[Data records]
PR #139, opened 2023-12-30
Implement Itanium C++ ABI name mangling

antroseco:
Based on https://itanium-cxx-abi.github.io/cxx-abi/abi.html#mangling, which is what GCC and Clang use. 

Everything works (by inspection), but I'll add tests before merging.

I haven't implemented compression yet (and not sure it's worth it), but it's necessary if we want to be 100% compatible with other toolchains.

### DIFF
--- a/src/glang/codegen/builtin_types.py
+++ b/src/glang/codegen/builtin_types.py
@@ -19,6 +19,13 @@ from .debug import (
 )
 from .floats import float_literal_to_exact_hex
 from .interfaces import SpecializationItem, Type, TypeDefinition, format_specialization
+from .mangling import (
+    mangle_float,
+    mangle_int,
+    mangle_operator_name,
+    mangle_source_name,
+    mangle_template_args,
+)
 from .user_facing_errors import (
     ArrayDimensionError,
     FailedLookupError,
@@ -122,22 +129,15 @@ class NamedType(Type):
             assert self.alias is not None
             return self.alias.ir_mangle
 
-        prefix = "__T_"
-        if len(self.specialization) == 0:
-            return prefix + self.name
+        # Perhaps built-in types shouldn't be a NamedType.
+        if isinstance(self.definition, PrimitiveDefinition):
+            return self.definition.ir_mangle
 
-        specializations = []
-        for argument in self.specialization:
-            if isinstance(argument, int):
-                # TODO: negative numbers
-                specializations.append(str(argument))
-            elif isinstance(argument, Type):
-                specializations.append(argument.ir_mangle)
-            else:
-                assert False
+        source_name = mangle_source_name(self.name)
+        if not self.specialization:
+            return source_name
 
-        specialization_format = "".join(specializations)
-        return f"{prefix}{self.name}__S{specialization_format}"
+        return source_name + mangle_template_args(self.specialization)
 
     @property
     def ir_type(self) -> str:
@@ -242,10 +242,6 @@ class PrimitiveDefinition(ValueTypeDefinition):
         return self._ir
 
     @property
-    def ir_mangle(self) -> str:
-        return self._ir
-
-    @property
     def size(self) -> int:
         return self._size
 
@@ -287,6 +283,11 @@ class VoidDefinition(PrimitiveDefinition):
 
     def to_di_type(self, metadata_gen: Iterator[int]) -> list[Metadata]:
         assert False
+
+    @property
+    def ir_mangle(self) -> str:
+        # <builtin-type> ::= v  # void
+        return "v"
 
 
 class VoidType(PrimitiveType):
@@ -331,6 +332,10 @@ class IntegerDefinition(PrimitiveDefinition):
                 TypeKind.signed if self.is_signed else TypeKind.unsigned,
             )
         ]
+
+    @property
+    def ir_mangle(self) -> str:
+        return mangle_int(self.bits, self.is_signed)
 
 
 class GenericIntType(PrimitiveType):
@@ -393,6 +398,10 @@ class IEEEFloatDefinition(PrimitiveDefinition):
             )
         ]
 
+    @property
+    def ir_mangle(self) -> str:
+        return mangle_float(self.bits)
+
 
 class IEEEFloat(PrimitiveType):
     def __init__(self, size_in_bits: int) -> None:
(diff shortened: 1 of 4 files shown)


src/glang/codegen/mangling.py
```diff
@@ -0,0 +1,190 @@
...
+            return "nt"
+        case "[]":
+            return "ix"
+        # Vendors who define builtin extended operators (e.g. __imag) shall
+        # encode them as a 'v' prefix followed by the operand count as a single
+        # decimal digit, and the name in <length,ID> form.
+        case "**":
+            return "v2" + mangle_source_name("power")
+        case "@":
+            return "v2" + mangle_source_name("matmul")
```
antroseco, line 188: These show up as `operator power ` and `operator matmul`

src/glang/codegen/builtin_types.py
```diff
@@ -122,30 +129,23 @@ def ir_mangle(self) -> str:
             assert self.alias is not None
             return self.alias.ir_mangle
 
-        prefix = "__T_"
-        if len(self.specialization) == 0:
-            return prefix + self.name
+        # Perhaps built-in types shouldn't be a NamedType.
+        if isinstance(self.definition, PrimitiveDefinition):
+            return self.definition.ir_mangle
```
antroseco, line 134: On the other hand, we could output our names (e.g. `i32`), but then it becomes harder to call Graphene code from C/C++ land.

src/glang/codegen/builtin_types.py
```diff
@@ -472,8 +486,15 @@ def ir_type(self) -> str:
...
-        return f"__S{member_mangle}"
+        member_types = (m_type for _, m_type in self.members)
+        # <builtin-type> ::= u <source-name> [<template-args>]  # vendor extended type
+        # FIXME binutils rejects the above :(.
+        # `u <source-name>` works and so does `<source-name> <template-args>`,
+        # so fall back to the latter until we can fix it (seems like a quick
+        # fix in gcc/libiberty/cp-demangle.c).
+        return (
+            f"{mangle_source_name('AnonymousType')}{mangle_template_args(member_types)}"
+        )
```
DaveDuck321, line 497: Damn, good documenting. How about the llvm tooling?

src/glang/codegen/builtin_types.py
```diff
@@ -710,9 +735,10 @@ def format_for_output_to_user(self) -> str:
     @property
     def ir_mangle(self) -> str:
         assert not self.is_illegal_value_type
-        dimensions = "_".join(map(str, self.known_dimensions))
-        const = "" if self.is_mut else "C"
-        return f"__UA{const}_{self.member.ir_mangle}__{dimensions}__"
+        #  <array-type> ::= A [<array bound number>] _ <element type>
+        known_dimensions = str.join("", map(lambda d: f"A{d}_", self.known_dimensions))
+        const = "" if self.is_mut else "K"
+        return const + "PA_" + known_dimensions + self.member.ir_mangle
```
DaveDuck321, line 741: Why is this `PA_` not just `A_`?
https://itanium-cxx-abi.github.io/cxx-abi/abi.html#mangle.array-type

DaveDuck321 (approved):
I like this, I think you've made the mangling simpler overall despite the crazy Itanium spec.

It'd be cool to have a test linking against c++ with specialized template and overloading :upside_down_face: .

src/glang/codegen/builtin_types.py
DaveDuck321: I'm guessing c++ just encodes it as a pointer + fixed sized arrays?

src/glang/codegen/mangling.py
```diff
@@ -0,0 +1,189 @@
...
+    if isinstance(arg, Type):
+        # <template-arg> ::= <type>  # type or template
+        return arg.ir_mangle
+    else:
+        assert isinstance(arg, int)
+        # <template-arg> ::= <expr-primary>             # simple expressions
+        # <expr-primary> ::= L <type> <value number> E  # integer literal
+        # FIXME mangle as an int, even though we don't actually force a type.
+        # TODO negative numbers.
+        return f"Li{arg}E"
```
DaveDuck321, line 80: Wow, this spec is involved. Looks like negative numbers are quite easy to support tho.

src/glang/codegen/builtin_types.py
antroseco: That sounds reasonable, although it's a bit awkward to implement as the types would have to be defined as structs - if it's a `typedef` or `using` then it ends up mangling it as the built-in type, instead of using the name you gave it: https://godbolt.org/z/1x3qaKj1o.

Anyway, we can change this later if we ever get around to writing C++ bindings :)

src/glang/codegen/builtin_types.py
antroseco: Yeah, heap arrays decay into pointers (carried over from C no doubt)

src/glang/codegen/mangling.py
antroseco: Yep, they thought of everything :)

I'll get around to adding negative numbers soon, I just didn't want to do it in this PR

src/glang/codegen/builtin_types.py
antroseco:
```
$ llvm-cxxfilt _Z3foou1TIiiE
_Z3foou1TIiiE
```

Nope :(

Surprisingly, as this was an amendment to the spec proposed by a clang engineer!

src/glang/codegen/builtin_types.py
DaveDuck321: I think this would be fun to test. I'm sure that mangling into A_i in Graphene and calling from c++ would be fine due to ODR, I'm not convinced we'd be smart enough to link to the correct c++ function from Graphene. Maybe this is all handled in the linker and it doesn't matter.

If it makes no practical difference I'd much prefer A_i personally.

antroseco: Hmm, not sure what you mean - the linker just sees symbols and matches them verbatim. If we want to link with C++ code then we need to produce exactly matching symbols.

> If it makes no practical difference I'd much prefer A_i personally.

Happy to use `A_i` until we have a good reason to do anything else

§ **EXERCISE INSTRUCTIONS**: Look back at the entries above and repeat, unchanged, every line from the line holding "-242,10 +242,6 @@" through the line holding "return self._size".

§ **ANSWER TO THE EXERCISE**:
@@ -242,10 +242,6 @@ class PrimitiveDefinition(ValueTypeDefinition):
         return self._ir
 
     @property
-    def ir_mangle(self) -> str:
-        return self._ir
-
-    @property
     def size(self) -> int:
         return self._size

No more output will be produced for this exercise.